Suicide Hypothesis (Controversial and Unlikely):

  • Some researchers proposed intentional behavior
  • No strong evidence
  • Anthropomorphizing complex biological phenomena

The 2020 New Zealand Event (Most Puzzling Recent Case):

September 2020: ~470 pilot whales stranded at Farewell Spit, New Zealand.

Characteristics:

  • Largest stranding in decades
  • No naval exercises in the area
  • No unusual solar activity
  • No obvious sick individuals
  • Repeated re-stranding despite rescue efforts

Autopsies showed: No consistent pathology. Most whales were healthy before stranding.

The Question: What caused hundreds of healthy whales to swim onto a beach and refuse to leave?

Current Leading Theory (2023):

Multi-factor perfect storm:

  • Geomagnetic anomaly at Farewell Spit (known stranding hotspot)
  • Unusual prey distribution (may have drawn whales close to shore)
  • Tidal timing (low tide trapped them)
  • Social cohesion (once some stranded, others followed)

But this doesn’t fully explain the persistence—why they didn’t leave when they could.

The Lesson:

Some animal behaviors may not have a single cause. Complex behaviors emerge from multiple interacting factors, and sometimes the specific combination that triggers a mass event is unique and unrepeatable.

What Part 3 Teaches Us About Life

These biological mysteries reveal deeper truths:

1. Intelligence Doesn’t Require Large Brains

Pufferfish create geometric art. Bees perform advanced calculus. Small brains accomplish seemingly impossible computational tasks.

2. Individuality Is Sometimes an Illusion

Zombie cicadas are controlled by fungi. Fireflies synchronize into collective patterns. Whale pods move as units. The individual organism isn’t always in control.

3. Evolution Finds Solutions We Haven’t Imagined

Biological immortality exists (jellyfish). Cells can transform into different cell types (transdifferentiation).

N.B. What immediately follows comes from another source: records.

PR #62, opened 2020-05-14
feat(proto): add canary protos 

maggieneterval:
* feat(proto): add canary protos 

* docs(config): update README with canary migration instructions 

  The existing canary section of the halconfig is difficult to represent in proto. Let's require users to migrate each integration block they care about from an item in a list to an entry in a map.


api/proto/config/kayenta.proto
```diff
@@ -0,0 +1,41 @@
...
+    canary.Stackdriver stackdriver = 2;
+    canary.Gcs gcs = 3;
+    canary.Prometheus prometheus = 4;
+    canary.Datadog datadog = 5;
+    Aws aws = 6;
+    canary.S3 s3 = 7;
+    canary.SignalFx signalfx = 8;
+    canary.NewRelic newrelic = 9;
+
+    message Google {
```
maggieneterval, line 31: So, this is a little annoying and I'm open to other ways of structuring the messages here. A halconfig canary.Google block is different than a Kayenta canary.Google block because we only need `enabled` and `accounts` to populate the Kayenta block (and derive the Stackdriver and GCS blocks from the other top-level fields). Similar story with AWS and S3. This will probably be clearer once I write the translation logic for hal --> kayenta, so let me know if this would be easier to review if I added that as a third commit to this PR.

api/proto/canary/newrelic.proto
```diff
@@ -0,0 +1,35 @@
...
+  // (Required) Your account's unique New Relic Insights API key. See
+  // https://docs.newrelic.com/docs/insights/insights-api/get-data/query-insights-event-data-api.
+  string apiKey = 3;
+
+  // (Required) Your New Relic account ID. See
+  // https://docs.newrelic.com/docs/accounts/install-new-relic/account-setup/account-id.
+  string applicationKey = 4;
+
+  // Configuration for the New Relic Insights server endpoint.
+  message Endpoint {
```
ezimanyi, line 32: I wonder if this could become a top-level message as this is the second account I've seen it in to date.

api/proto/canary/gcs.proto
```diff
@@ -0,0 +1,13 @@
+syntax = "proto3";
+package proto.canary;
+
+option go_package = "github.com/spinnaker/kleat/api/client/canary";
+
+// Configuration for the GCS canary integration. If enabled, you must
+// also configure at least one canary.GoogleAccount with a list of
+// supportedTypes that includes canary.SupportedType.CONFIGURATION_STORE and/or
+// canary.SupportedType.OBJECT_STORE.
```
maggieneterval, line 9: This is another confusing thing worth calling out: Halyard doesn't actually expose commands to edit any accounts' `SupportedType`s. It defaults it for metrics-only integrations, which I handled by defaulting those types in Kayenta itself. When you enable GCS, S3, or Stackdriver using Halyard, it automatically adds the appropriate types to each configured account's list. The reason I exposed the field on `google` and `aws` is because I think there is a reasonable use case for using different accounts for `CONFIGURATION_STORE` vs. `OBJECT_STORE` (Halyard just adds both to any account when a persistent store is enabled at the top-level). This won't impact existing Halyard users since they will already have these specified in their halconfig, but I've added explicit documentation for GCS, S3, and Stackdriver so this is clear for new users who will need to fill in supported types manually.

api/proto/config/kayenta.proto
ezimanyi: I think this makes sense, and is similar to what I did for authentication, where there is a `google` block under `Gate` that would never really mean anything else outside of Gate so I made it a nested message there.

ezimanyi (approved):
🐦 💯 🥳 ✅ 🎈 🏅

api/proto/canary/gcs.proto
ezimanyi: I think this makes sense! While it may take a few minutes for a user to understand this the first time they set it up, I think it's reasonable to expect that level of understanding and will probably be helpful to those users in the long run.

api/proto/canary/newrelic.proto
maggieneterval: I thought about that too. I think when we consider sharing messages we need to consider the most common cases of if/how these configuration parameters will be updated. I think sharing an Endpoint message would make sense if we anticipate a future where someone refactors all the client code at once that uses the current structure. That would be a nice future. But I think the future we'll get is one-off changes from provider maintainers who will only update the calling code for their particular integration, and won't even have a way to test other integrations.

maggieneterval:
Sorry, forgot to rebase off your protoc version bump, which explains why `make checkproto` was passing locally but failing on the CI server. Should be good to go now!

api/proto/canary/newrelic.proto
ezimanyi: That's a fair point, I guess for now it's only on field under this but perhaps in the future there might be integration-specific fields.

Organisms can be chemically reprogrammed.

4. Life Engineers Its Environment

Bacteria move rocks. Pufferfish manipulate currents. Organisms are geological and physical forces.

5. Communication Can Be More Sophisticated Than We Realize

Bee dances encode vector mathematics. Firefly flashes synchronize through emergent computation. Animal communication systems may be more information-rich than we’ve recognized.

6. We’re Still Discovering Basic Animal Behaviors

The pufferfish circles were unknown until 2012. We share the planet with organisms doing extraordinary things we haven’t noticed yet.

7. Death Isn’t Always Inevitable

One jellyfish species has solved biological immortality. Aging can be reversed. The mechanisms are understood but not yet applicable to complex organisms.

The Final Mystery

Across all three parts, one pattern emerges:

Nature is vastly more complex than our models predict.

We understand gravity, quantum mechanics, relativity. We’ve mapped the genome, sent probes to distant planets, created artificial intelligence.

Yet a 12-centimeter fish creates geometric patterns we can’t fully explain. Butterflies navigate using inherited maps we can’t decode. Lights appear in valleys despite 40 years of instrumentation.

The universe isn’t hiding these mysteries from us.

They’re happening in plain sight—in our oceans, our forests, our skies.

We’re just beginning to ask the right questions.

And nature is patiently waiting for us to figure out the answers.

What mysteries fascinate you most? The mathematical fish, the synchronized fireflies, the immortal jellyfish, or the whales that beach themselves for reasons we can’t fathom? Nature’s most profound lessons are written in phenomena we’re only beginning to read.